* _Required action_: The entries below are to be printed again word for word.
[[ Data to process, beginning ]]
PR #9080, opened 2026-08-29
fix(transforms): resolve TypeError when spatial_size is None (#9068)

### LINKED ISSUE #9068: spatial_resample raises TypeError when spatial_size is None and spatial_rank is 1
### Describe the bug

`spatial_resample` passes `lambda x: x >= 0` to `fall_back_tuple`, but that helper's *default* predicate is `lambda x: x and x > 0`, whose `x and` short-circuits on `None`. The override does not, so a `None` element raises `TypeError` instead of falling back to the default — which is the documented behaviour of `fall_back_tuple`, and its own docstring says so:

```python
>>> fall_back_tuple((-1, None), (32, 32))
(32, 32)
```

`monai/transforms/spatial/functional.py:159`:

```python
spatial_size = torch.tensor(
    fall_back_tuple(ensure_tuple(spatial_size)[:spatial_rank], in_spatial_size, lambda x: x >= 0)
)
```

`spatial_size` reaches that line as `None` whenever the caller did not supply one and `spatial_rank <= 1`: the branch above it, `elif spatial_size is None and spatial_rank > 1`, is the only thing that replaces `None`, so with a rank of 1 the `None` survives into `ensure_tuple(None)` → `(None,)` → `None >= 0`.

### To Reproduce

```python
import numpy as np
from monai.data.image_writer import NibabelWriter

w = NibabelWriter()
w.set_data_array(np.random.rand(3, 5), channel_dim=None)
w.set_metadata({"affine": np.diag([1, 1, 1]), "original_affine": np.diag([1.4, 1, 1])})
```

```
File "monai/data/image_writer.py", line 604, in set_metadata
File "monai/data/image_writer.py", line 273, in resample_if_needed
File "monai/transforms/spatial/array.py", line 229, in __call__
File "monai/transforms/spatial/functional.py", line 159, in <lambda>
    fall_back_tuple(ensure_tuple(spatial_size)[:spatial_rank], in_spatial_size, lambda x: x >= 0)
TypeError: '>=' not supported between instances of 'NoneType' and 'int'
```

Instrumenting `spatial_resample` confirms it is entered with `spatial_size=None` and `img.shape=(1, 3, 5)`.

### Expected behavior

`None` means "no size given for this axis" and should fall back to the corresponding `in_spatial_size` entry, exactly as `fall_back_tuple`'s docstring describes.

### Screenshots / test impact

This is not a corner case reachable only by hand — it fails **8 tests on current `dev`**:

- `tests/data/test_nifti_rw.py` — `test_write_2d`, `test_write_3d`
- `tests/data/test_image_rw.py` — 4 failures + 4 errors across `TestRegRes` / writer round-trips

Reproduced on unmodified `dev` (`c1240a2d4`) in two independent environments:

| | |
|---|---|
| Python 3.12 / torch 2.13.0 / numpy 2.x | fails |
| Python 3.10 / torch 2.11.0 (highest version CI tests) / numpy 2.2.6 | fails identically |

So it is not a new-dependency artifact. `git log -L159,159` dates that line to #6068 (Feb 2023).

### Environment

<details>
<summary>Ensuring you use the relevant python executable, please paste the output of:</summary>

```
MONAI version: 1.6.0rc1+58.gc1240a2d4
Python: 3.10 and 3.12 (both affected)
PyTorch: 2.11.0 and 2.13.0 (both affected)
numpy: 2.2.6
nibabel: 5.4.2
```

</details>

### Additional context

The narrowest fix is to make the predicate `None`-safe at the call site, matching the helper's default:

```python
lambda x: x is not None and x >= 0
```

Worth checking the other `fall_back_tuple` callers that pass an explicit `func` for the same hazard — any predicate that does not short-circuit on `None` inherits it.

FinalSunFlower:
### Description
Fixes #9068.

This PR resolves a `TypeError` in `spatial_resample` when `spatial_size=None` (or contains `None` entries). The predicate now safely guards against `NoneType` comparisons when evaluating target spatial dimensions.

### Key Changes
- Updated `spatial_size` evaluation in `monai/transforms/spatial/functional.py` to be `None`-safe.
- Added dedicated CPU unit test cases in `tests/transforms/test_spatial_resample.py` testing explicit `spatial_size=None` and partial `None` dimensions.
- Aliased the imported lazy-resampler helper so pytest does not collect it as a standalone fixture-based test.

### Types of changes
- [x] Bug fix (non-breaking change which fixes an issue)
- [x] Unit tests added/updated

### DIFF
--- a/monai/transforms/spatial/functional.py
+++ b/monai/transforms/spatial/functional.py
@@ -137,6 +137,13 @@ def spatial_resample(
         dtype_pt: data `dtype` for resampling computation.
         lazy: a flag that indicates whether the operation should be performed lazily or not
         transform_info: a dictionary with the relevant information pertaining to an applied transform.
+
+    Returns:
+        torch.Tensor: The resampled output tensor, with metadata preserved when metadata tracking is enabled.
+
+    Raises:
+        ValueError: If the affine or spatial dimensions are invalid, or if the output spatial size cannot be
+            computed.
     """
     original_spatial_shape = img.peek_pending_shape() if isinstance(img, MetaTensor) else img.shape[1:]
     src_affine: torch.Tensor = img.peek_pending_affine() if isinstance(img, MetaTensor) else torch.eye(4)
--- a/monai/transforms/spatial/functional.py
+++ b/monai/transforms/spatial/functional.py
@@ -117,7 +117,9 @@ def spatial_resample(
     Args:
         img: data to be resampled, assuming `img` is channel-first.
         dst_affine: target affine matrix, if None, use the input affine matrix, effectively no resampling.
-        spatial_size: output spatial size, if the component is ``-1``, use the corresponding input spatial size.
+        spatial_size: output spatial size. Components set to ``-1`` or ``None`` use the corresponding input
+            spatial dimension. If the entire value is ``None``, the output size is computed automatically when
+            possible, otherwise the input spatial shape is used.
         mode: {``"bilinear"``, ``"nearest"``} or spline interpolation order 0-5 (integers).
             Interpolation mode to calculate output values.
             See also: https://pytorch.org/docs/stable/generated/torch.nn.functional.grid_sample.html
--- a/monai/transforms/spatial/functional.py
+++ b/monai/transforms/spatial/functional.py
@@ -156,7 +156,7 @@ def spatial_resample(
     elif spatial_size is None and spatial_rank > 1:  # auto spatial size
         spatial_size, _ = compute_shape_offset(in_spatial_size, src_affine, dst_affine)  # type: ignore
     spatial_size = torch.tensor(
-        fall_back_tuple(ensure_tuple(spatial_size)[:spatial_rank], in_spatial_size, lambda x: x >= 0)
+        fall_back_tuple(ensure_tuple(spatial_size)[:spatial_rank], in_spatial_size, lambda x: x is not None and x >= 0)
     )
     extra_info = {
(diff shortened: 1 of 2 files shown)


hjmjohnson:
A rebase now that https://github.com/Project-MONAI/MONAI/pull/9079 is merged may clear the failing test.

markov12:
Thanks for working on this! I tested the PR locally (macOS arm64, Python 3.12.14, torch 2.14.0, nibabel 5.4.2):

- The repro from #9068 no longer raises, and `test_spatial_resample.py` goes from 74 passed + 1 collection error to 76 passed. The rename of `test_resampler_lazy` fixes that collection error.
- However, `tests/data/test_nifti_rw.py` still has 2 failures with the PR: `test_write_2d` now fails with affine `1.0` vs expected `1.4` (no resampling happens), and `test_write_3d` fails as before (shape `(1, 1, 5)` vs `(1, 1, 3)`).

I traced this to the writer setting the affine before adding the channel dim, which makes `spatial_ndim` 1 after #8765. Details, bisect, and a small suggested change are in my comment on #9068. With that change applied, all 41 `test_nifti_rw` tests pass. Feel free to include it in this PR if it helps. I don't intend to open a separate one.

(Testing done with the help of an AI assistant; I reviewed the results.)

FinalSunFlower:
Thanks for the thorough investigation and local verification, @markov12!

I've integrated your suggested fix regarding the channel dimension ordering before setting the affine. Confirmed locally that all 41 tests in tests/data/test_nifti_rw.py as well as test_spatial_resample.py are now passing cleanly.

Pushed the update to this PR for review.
[[ Data to process, end ]]
* _Answer to this exercise_:
PR #9080, opened 2026-08-29
fix(transforms): resolve TypeError when spatial_size is None (#9068)

### LINKED ISSUE #9068: spatial_resample raises TypeError when spatial_size is None and spatial_rank is 1
### Describe the bug

`spatial_resample` passes `lambda x: x >= 0` to `fall_back_tuple`, but that helper's *default* predicate is `lambda x: x and x > 0`, whose `x and` short-circuits on `None`. The override does not, so a `None` element raises `TypeError` instead of falling back to the default — which is the documented behaviour of `fall_back_tuple`, and its own docstring says so:

```python
>>> fall_back_tuple((-1, None), (32, 32))
(32, 32)
```

`monai/transforms/spatial/functional.py:159`:

```python
spatial_size = torch.tensor(
    fall_back_tuple(ensure_tuple(spatial_size)[:spatial_rank], in_spatial_size, lambda x: x >= 0)
)
```

`spatial_size` reaches that line as `None` whenever the caller did not supply one and `spatial_rank <= 1`: the branch above it, `elif spatial_size is None and spatial_rank > 1`, is the only thing that replaces `None`, so with a rank of 1 the `None` survives into `ensure_tuple(None)` → `(None,)` → `None >= 0`.

### To Reproduce

```python
import numpy as np
from monai.data.image_writer import NibabelWriter

w = NibabelWriter()
w.set_data_array(np.random.rand(3, 5), channel_dim=None)
w.set_metadata({"affine": np.diag([1, 1, 1]), "original_affine": np.diag([1.4, 1, 1])})
```

```
File "monai/data/image_writer.py", line 604, in set_metadata
File "monai/data/image_writer.py", line 273, in resample_if_needed
File "monai/transforms/spatial/array.py", line 229, in __call__
File "monai/transforms/spatial/functional.py", line 159, in <lambda>
    fall_back_tuple(ensure_tuple(spatial_size)[:spatial_rank], in_spatial_size, lambda x: x >= 0)
TypeError: '>=' not supported between instances of 'NoneType' and 'int'
```

Instrumenting `spatial_resample` confirms it is entered with `spatial_size=None` and `img.shape=(1, 3, 5)`.

### Expected behavior

`None` means "no size given for this axis" and should fall back to the corresponding `in_spatial_size` entry, exactly as `fall_back_tuple`'s docstring describes.

### Screenshots / test impact

This is not a corner case reachable only by hand — it fails **8 tests on current `dev`**:

- `tests/data/test_nifti_rw.py` — `test_write_2d`, `test_write_3d`
- `tests/data/test_image_rw.py` — 4 failures + 4 errors across `TestRegRes` / writer round-trips

Reproduced on unmodified `dev` (`c1240a2d4`) in two independent environments:

| | |
|---|---|
| Python 3.12 / torch 2.13.0 / numpy 2.x | fails |
| Python 3.10 / torch 2.11.0 (highest version CI tests) / numpy 2.2.6 | fails identically |

So it is not a new-dependency artifact. `git log -L159,159` dates that line to #6068 (Feb 2023).

### Environment

<details>
<summary>Ensuring you use the relevant python executable, please paste the output of:</summary>

```
MONAI version: 1.6.0rc1+58.gc1240a2d4
Python: 3.10 and 3.12 (both affected)
PyTorch: 2.11.0 and 2.13.0 (both affected)
numpy: 2.2.6
nibabel: 5.4.2
```

</details>

### Additional context

The narrowest fix is to make the predicate `None`-safe at the call site, matching the helper's default:

```python
lambda x: x is not None and x >= 0
```

Worth checking the other `fall_back_tuple` callers that pass an explicit `func` for the same hazard — any predicate that does not short-circuit on `None` inherits it.

FinalSunFlower:
### Description
Fixes #9068.

This PR resolves a `TypeError` in `spatial_resample` when `spatial_size=None` (or contains `None` entries). The predicate now safely guards against `NoneType` comparisons when evaluating target spatial dimensions.

### Key Changes
- Updated `spatial_size` evaluation in `monai/transforms/spatial/functional.py` to be `None`-safe.
- Added dedicated CPU unit test cases in `tests/transforms/test_spatial_resample.py` testing explicit `spatial_size=None` and partial `None` dimensions.
- Aliased the imported lazy-resampler helper so pytest does not collect it as a standalone fixture-based test.

### Types of changes
- [x] Bug fix (non-breaking change which fixes an issue)
- [x] Unit tests added/updated

### DIFF
--- a/monai/transforms/spatial/functional.py
+++ b/monai/transforms/spatial/functional.py
@@ -137,6 +137,13 @@ def spatial_resample(
         dtype_pt: data `dtype` for resampling computation.
         lazy: a flag that indicates whether the operation should be performed lazily or not
         transform_info: a dictionary with the relevant information pertaining to an applied transform.
+
+    Returns:
+        torch.Tensor: The resampled output tensor, with metadata preserved when metadata tracking is enabled.
+
+    Raises:
+        ValueError: If the affine or spatial dimensions are invalid, or if the output spatial size cannot be
+            computed.
     """
     original_spatial_shape = img.peek_pending_shape() if isinstance(img, MetaTensor) else img.shape[1:]
     src_affine: torch.Tensor = img.peek_pending_affine() if isinstance(img, MetaTensor) else torch.eye(4)
--- a/monai/transforms/spatial/functional.py
+++ b/monai/transforms/spatial/functional.py
@@ -117,7 +117,9 @@ def spatial_resample(
     Args:
         img: data to be resampled, assuming `img` is channel-first.
         dst_affine: target affine matrix, if None, use the input affine matrix, effectively no resampling.
-        spatial_size: output spatial size, if the component is ``-1``, use the corresponding input spatial size.
+        spatial_size: output spatial size. Components set to ``-1`` or ``None`` use the corresponding input
+            spatial dimension. If the entire value is ``None``, the output size is computed automatically when
+            possible, otherwise the input spatial shape is used.
         mode: {``"bilinear"``, ``"nearest"``} or spline interpolation order 0-5 (integers).
             Interpolation mode to calculate output values.
             See also: https://pytorch.org/docs/stable/generated/torch.nn.functional.grid_sample.html
--- a/monai/transforms/spatial/functional.py
+++ b/monai/transforms/spatial/functional.py
@@ -156,7 +156,7 @@ def spatial_resample(
     elif spatial_size is None and spatial_rank > 1:  # auto spatial size
         spatial_size, _ = compute_shape_offset(in_spatial_size, src_affine, dst_affine)  # type: ignore
     spatial_size = torch.tensor(
-        fall_back_tuple(ensure_tuple(spatial_size)[:spatial_rank], in_spatial_size, lambda x: x >= 0)
+        fall_back_tuple(ensure_tuple(spatial_size)[:spatial_rank], in_spatial_size, lambda x: x is not None and x >= 0)
     )
     extra_info = {
(diff shortened: 1 of 2 files shown)


hjmjohnson:
A rebase now that https://github.com/Project-MONAI/MONAI/pull/9079 is merged may clear the failing test.

markov12:
Thanks for working on this! I tested the PR locally (macOS arm64, Python 3.12.14, torch 2.14.0, nibabel 5.4.2):

- The repro from #9068 no longer raises, and `test_spatial_resample.py` goes from 74 passed + 1 collection error to 76 passed. The rename of `test_resampler_lazy` fixes that collection error.
- However, `tests/data/test_nifti_rw.py` still has 2 failures with the PR: `test_write_2d` now fails with affine `1.0` vs expected `1.4` (no resampling happens), and `test_write_3d` fails as before (shape `(1, 1, 5)` vs `(1, 1, 3)`).

I traced this to the writer setting the affine before adding the channel dim, which makes `spatial_ndim` 1 after #8765. Details, bisect, and a small suggested change are in my comment on #9068. With that change applied, all 41 `test_nifti_rw` tests pass. Feel free to include it in this PR if it helps. I don't intend to open a separate one.

(Testing done with the help of an AI assistant; I reviewed the results.)

FinalSunFlower:
Thanks for the thorough investigation and local verification, @markov12!

I've integrated your suggested fix regarding the channel dimension ordering before setting the affine. Confirmed locally that all 41 tests in tests/data/test_nifti_rw.py as well as test_spatial_resample.py are now passing cleanly.

Pushed the update to this PR for review.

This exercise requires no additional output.